徳島の前節は対戦相手が新型コロナウイルス感染症のトラブルに見舞われたことで延期になった。よって前々節・横浜FC戦から約2週間ぶりの公式戦となる。ただ、代替として練習試合を実施しており、試合勘はさほど問題なさそうだ。
福岡から加入したばかりの杉本 太郎もその練習試合に出場し、ダニエル ポヤトス監督としては起用方法を模索する材料になったことだろう。とはいえ、消化した試合が1試合少ない状況ながら、J1参入プレーオフに出場可能な6位との勝点差は『8』に広がった。同時に下位グループもすぐそこまで迫っており、勝点を積み上げ始めた最下位の琉球を勢いづかせるわけにもいかない。兎にも角にも、徳島にとっては勝利必須の局面だ。
一方の琉球は勝点20で最下位に沈み、正念場が続く。
一般的な目安としての残留ラインは試合数×1~1.1程度で語られることが多い。勝点42前後ということを念頭に置けば、一戦一戦がより重要になってくる。しかしながら、現状であれば連勝で局面を一気に変えられる。
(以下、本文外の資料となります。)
PR #345, opened 2020-08-26
Remove '/system_update' config

### LINKED ISSUE #326: Now that we have "ceph-salt update [--reboot]" we should remove package update and reboot steps from "ceph-salt apply"
Currently, in the default case, "ceph-salt apply" will

1. update all packages on each node/minion (including the master node)
2. reboot all nodes except the master
3. continue on its way

This is a recipe for trouble, because:

1. the minions might not all come back from reboot
2. the master will have "processes using deleted files" (potentially lots of them, depending on how out-of-date the system was)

前節・大宮戦は順位の近い者同士の一戦だったが、緊張感漂う中で勝点1を積み上げた。勝点3は得られなかったが、大宮に勝点3を与えなかったという観点では非常に大きな価値がある。今後の注目は阿部 拓馬。琉球が前半戦に苦戦していた最大の原因は、異彩な存在感を放つFWが負傷により長期離脱していたことだろう。3月下旬からベンチ外となり、7月上旬にようやく途中出場までたどり着けた。直近2試合はフル出場しており、整い始めたコンディションに比例して得点の可能性も高まっているに違いない。